# New Anubias species!?



## Zapins (Jul 28, 2004)

My friend recently took a trip to Gabon in Africa where he collected and brought these back for me. Anyone know what species they are? They have kind of a shiny look to them, hard to capture with the camera but they've been growing really well submersed for the past month. Looks similar to anubias 'white' but still looks different. I can't figure it out.






Here they are in the water. See how they are a reflective? Not really white. Sorry for the crappy image quality. Also the leaf shape looks a bit different. They are more pointy than the other normal anubias petite I have behind them on the left.

Also see the rhizome it is completely silvery as well, not like anubias snow. 

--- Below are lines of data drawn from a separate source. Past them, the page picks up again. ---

Issue #14069, opened 2023-12-18
Feature: `array_fold` function with lambda expression


sundy-li:
**Summary**

Description for this feature.

similar to  rust's `fold` function: 
```
 let numbers = [1, 2, 3, 4, 5];

 let mut result = 0;

 // for loop:
 for i in &numbers {
     result = result + i;
 }

 // fold:
 let result2 = numbers.iter().fold(0, |acc, &x| acc + x);
```

in databend, for example:
```sql
select array_fold([], (acc, t) -> acc + t);   --- outputs null
select array_fold([1,2,3], (acc, t) -> acc + t);   --- outputs 6
```

b41sh:
The number of arguments should be the same as the number of params. The example SQL should look like this:
```sql
select array_fold(0, [], (acc, t) -> acc + t);   --- outputs null
select array_fold(0, [1,2,3], (acc, t) -> acc + t);   --- outputs 6
```
See the Clickhouse document:
https://clickhouse.com/docs/en/sql-reference/functions/array-functions#arrayfold

sundy-li:
> The number of arguments should be the same as the number of params. The example SQL should look like this:
> 
> ```sql
> select array_fold([], 0, (acc, t) -> acc + t);   --- outputs null
> select array_fold([1,2,3], 0, (acc, t) -> acc + t);   --- outputs 6
> ```
> 
>

Ok, Let's use this, cc @Freejww

sundy-li:
Let's use rust's style, the acc will default to the first element instead of a new arg.

PR #14143, opened 2023-12-25
feat(query): Add array_reduce function with lambda expression

Freejww:

## Summary

_similar to rust's reduce function, we add array_reduce function._

closes: #14069

### example_usage
```
SELECT array_reduce([3, 4],(x,y)->x+y);
+---------------------------------------+
| array_reduce([3, 4], (x, y) -> (x + y)) |
+---------------------------------------+
|                                     7 |
+---------------------------------------+

SELECT array_reduce([1,2,3],(x,y)->x+y-1);
+------------------------------------------------+
| array_reduce([1, 2, 3], (x, y) -> ((x + y) - 1)) |
+------------------------------------------------+
|                                              4 |
+------------------------------------------------

SELECT * FROM t;
+----------+
| col      |
+----------+
| [1]      |
| [1,2]    |
| []       |
| [1,2,3]  |
| [1,NULL] |
+----------+

SELECT array_reduce(col,(x,y)->x+y) FROM t;
+------------------------------------+
| array_reduce(col, (x, y) -> (x + y)) |
+------------------------------------+
|                                  1 |
|                                  3 |
|                               NULL |
|                                  6 |
|                               NULL |
+------------------------------------+
```

## Tests

- [x] Unit Test
- [x] Logic Test
- [ ] Benchmark Test

## Type of change

- [ ] Documentation Update
- [ ] Refactoring
- [ ] Performance Improvement

- - -
This change is [Reviewable](https://reviewable.io/reviews/datafuselabs/databend/14143)


src/query/expression/src/evaluator.rs
```diff
@@ -1000,6 +1054,11 @@ impl<'a> Evaluator<'a> {
                     },
                     _ => unreachable!(),
                 };
+
+                if func_name == "array_fold" {
+                    return self.run_array_fold(&inner_col, &expr);
```
b41sh, line 1059: `inner_col` can't be used directly in `run_array_fold` because it's an expanded column, the offset information is missing, and we can't construct a result column without offsets.

src/query/expression/src/evaluator.rs
```diff
@@ -951,6 +951,56 @@ impl<'a> Evaluator<'a> {
         unreachable!("expr is not a set returning function: {expr}")
     }
 
+    fn run_array_fold(&self, column: &Column, expr: &Expr) -> Result<Value<AnyType>> {
+        let first_element = column.index(0).unwrap();
```
b41sh, line 955: We need to check the length of the column first to avoid a panic if the first value doesn't exist.

src/query/expression/src/evaluator.rs
```diff
@@ -951,6 +951,56 @@ impl<'a> Evaluator<'a> {
...
+        )?;
+        let mut arg0 = cast_value.as_scalar().unwrap().as_ref();
+        let mut result;
+
+        for i in 1..column.len() {
+            let arg1 = column.index(i).unwrap();
+            let entries = if expr.data_type().is_nullable() {
+                vec![
+                    BlockEntry::new(
+                        if arg0.is_null() {
```
b41sh, line 971: If the argument is null, we should ignore it, or report an error.

src/query/ast/src/util.rs
```diff
@@ -72,6 +72,18 @@ pub fn any_token(i: Input) -> IResult<&Token> {
     }
 }
 
+pub fn lambda_params(i: Input) -> IResult<Vec<Identifier>> {
+    let single_param = map(rule! {#ident}, |param| vec![param]);
+    let multi_params = map(
+        rule! { "(" ~ #ident ~ "," ~ #ident ~ ")" },
```
b41sh, line 78: use `comma_separated_list1` here, because we may have more than two params.

array_fold.txt
```diff
@@ -0,0 +1,38 @@
+select array_fold([],(x,y)->x+y-1);
+
+select array_fold([null],(x,y)->x+y-1);
```
b41sh, line 3: Test cases should be written in this format
```
query T
select array_transform([1, 2, NULL, 3], x -> x + 1)
----
[2,3,NULL,4]
```
You can see more examples of `array_transform` and `array_filter` here
https://github.com/datafuselabs/databend/blob/main/tests/sqllogictests/suites/query/02_function/02_0061_function_array.test#L208
and please delete this text file and write them in the above test file, you can run `make sqllogic-test` in your local environment to see the result.

src/query/expression/src/block.rs
```diff
@@ -624,7 +624,12 @@ fn check_type(data_type: &DataType, value: &Value<AnyType>) {
                 }
             }
         }
-        Value::Scalar(s) => assert_eq!(s.as_ref().infer_data_type(), data_type.remove_nullable()),
-        Value::Column(c) => assert_eq!(&c.data_type(), data_type),
+        Value::Scalar(s) => assert!(
```
b41sh, line 627: Don't modify the assert statement here

src/query/expression/src/evaluator.rs
```diff
@@ -962,6 +1015,12 @@ impl<'a> Evaluator<'a> {
         match &args[0] {
             Value::Scalar(s) => match s {
                 Scalar::Array(c) => {
+                    if func_name == "array_fold" {
+                        let result = self.run_array_fold(c, &expr)?;
+                        let result_col = result.convert_to_full_column(expr.data_type(), 1);
+                        return Ok(Value::Scalar(Scalar::Array(result_col)));
```
b41sh, line 1021: `array_fold` is an aggregation operation where the return value is no longer an array type

src/query/expression/src/evaluator.rs
```diff
@@ -951,13 +951,96 @@ impl<'a> Evaluator<'a> {
         unreachable!("expr is not a set returning function: {expr}")
     }
 
+    fn run_array_fold(&self, column: &Column, expr: &Expr) -> Result<Value<AnyType>> {
```
b41sh, line 954: Return `Result<Scalar>` here, so that we don't need to convert the value back to scalar in `run_lambda`

src/query/expression/src/evaluator.rs
```diff
@@ -951,13 +951,96 @@ impl<'a> Evaluator<'a> {
...
+        if column.data_type().is_null() || column.len() < 1 {
+            return Ok(Value::Scalar(Scalar::Null));
+        }
+
+        let first_element = column.index(0).unwrap();
+        let cast_value = self.run_cast(
```
b41sh, line 960: We can add a `ScalarExpr::CastExpr` for the argument in the `resolve_lambda_function` to convert the original column data to the target type without having to explicitly call the `run_cast` here

src/query/expression/src/evaluator.rs
```diff
@@ -951,13 +951,96 @@ impl<'a> Evaluator<'a> {
...
+        let mut arg0 = cast_value.as_scalar().unwrap().as_ref();
+        let mut result = cast_value.to_owned();
+
+        for i in 1..column.len() {
+            let arg1 = column.index(i).unwrap();
+            let entries = if expr.data_type().is_nullable() {
+                vec![
+                    BlockEntry::new(
+                        if arg0.is_null() {
+                            DataType::Null
```
b41sh, line 976: the data type can get by `column.data_type()`, don't need to check by `arg0` every time.

sundy-li:
Please resolve the conflicts and pass all the tests, and then you can send review requests.  Otherwise, the pr should be taken as draft.

src/query/expression/src/evaluator.rs
```diff
@@ -951,13 +951,75 @@ impl<'a> Evaluator<'a> {
...
+                .run_cast(
+                    None,
+                    &arg0.as_ref().infer_data_type(),
+                    &col_type,
+                    Value::Scalar(arg0.clone()),
+                    None,
+                )?
+                .as_scalar()
+                .unwrap()
+                .clone();
```
b41sh, line 981:
```suggestion
        let result = evaluator.run(expr)?;
        arg0 = self
            .run_cast(
                None,
                expr.data_type(),
                &col_type,
                result,
                None,
            )?
            .as_scalar()
            .unwrap()
            .clone();
```

src/query/expression/src/evaluator.rs
```diff
@@ -951,13 +951,75 @@ impl<'a> Evaluator<'a> {
...
+                Value::Scalar(s) => match s {
+                    Scalar::Array(c) => {
+                        let result = self.run_array_reduce(c, &expr)?;
+                        return Ok(Value::Scalar(result));
+                    }
+                    _ => unreachable!(),
+                },
+                Value::Column(c) => {
+                    let mut builder =
+                        ColumnBuilder::with_capacity(&expr.data_type().wrap_nullable(), c.len());
```
b41sh, line 1005: As we cast the data type of expr to the argument inner data type, the data type of builder should be `c.data_type()`

src/query/sql/src/planner/semantic/type_check.rs
```diff
@@ -1738,7 +1774,8 @@ impl<'a> TypeChecker<'a> {
             .collect::<Vec<_>>();
 
         // TODO: support multiple params
-        if params.len() != 1 {
+        // ARRAY_REDUCE have two params
+        if params.len() != 1 && func_name != "array_reduce" {
```
b41sh, line 1778: We also need to check the length of params equal to 2, if the `func_name` is `array_reduce`

src/query/sql/src/planner/semantic/type_check.rs
```diff
@@ -1761,8 +1798,21 @@ impl<'a> TypeChecker<'a> {
...
+        let inner_tys = if func_name == "array_reduce" {
+            vec![inner_ty.clone(), inner_ty.clone()]
+        } else {
+            vec![inner_ty.clone()]
+        };
+
+        let columns = params
+            .iter()
+            .zip(inner_tys.iter())
+            .map(|col| (col.0.clone(), col.1.clone()))
```
b41sh, line 1811:
```suggestion
            .map(|(col, ty)| (col.clone(), ty.clone()))
```

src/query/sql/src/planner/semantic/type_check.rs
```diff
@@ -1772,10 +1822,30 @@ impl<'a> TypeChecker<'a> {
                     "invalid lambda function for `array_filter`, the result data type of lambda function must be boolean".to_string()
                 ));
             }
+        } else if func_name == "array_reduce" {
+            let max_ty = self.transform_to_max_type(&lambda_type)?;
```
b41sh, line 1826: We should transform the `inner_ty` to max type, not the `lambda_type`

tests/sqllogictests/suites/query/02_function/02_0061_function_array.test
```diff
@@ -264,5 +264,30 @@ select col1 from t where get(array_transform(col1, x -> x + 1), 1) = 2
...
+query T
+select array_reduce(['hello', 'world'], (x,y) -> x || y)
+----
+helloworld
+
+query T
+select array_reduce(col1,(x,y)->x+y+1) from t
+----
+12
+
```
b41sh, line 291: add some unit tests for float type and decimal type

tests/sqllogictests/suites/query/02_function/02_0069_experimental_expr.test
```diff
@@ -15,7 +15,7 @@ OPENAI IS NOTHING WITHOUT ITS PEOPLE
 query IIII
 with t(f) as (select '11|open|22|ai|33|is nothing without sam'.split('|')
         .array_filter(x -> try_cast(x as int) is not null ).array_apply(x -> x::int ).array_apply(x -> x::int64 ))
-	select f.array_reduce('sum'), f.array_reduce('max'), f.array_reduce('min')  from t;
```
b41sh, line 18: `array_reduce` is probably already used by some users, so it's not a good idea to rename it.

b41sh (approved):

sundy-li:
ci is broken.
```
[SQL] select array_reduce([],(x,y)->x+y), array_reduce([null],(x,y)->x+y), array_reduce(null,(x,y)->x+y);
[Diff] (-expected|+actual)
-   [] null null
+   [] NULL NULL
```

sundy-li (approved):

Pulled them out & dried off for a picture


----------



## Cavan Allen (Jul 22, 2004)

*Re: Anubias ID? What species is this?*

Maybe _Anubias argentum_. Looks like a deficiency though. But I guess you're the expert there.


----------



## CowBoYReX (Jan 27, 2014)

*Re: Anubias ID? What species is this?*

Is it Anubias nana show white?


----------



## burr740 (Mar 6, 2015)

awesome


----------



## Michael (Jul 20, 2010)

The color looks iridescent, reflective, or structural rather than a pigment (or lack thereof). I reminds me of animals and plants that trap air in tiny hairs, producing a silvery appearance when submerged.


----------



## Zapins (Jul 28, 2004)

Like when red root floater is put underwater. 

That might be it, I can't see close enough to tell if there are little hairs on the surface of the leaf.


----------



## BruceF (Aug 5, 2011)

Definitely showing signs of deficiency.


----------



## burr740 (Mar 6, 2015)

could be sp chrome


----------



## asukawashere (Mar 11, 2009)

I highly suspect it of being Anubias sp. "Michael has a hobby of casting things in metal when he gets bored."

So what was it this time? Aluminum?


----------



## Zapins (Jul 28, 2004)

Hehe, you guys are too sharp. Thanks Cavan for being in on it 

Amanda you caught on too! haha.

It is an April fool's prank. Anubias argentium isn't real.... They are solid and made from sterling silver. I cast them and then polished them with my magnetic polisher that I built recently.

Chose the plants I wanted to copy into silver









Poured investment (a special type of plaster) around it









Spin cast them in my centrifugal caster









dunked it in water to dissolve the investment.









Fresh out of the investment.









Brushed to remove investment, into the acid bath to clean off the fire scale.









After the acid bath it is pure white. 









Next step polishing it to bring out the shine. The little balls under the leaves were air bubbles that got trapped and filled with silver. Easy to pick them off.









Into the magnetic polisher for about an hour. The polisher is still unfinished (but is functional) in this video on my messy work bench. 





All polished up:


----------



## CowBoYReX (Jan 27, 2014)

Nice, I did kinda wondered how you were unable to Id a plant

Those are pretty cool though I wouldn't mind making similar plants, a Cory after it passes...


----------



## Michael (Jul 20, 2010)

You got me! You'd think after listening to NPR for decades, I would be wary of these April Fools' Day stories. I even went so far as to Google _Anubias argentum_ and did not find anything--duh!

The castings are very beautiful.


----------



## Yo-han (Oct 15, 2010)

Haha, read it today and was already hoping for an even more shiny Anubias version of Bucephalandra. Too bad I didn't checked apc yesterday


----------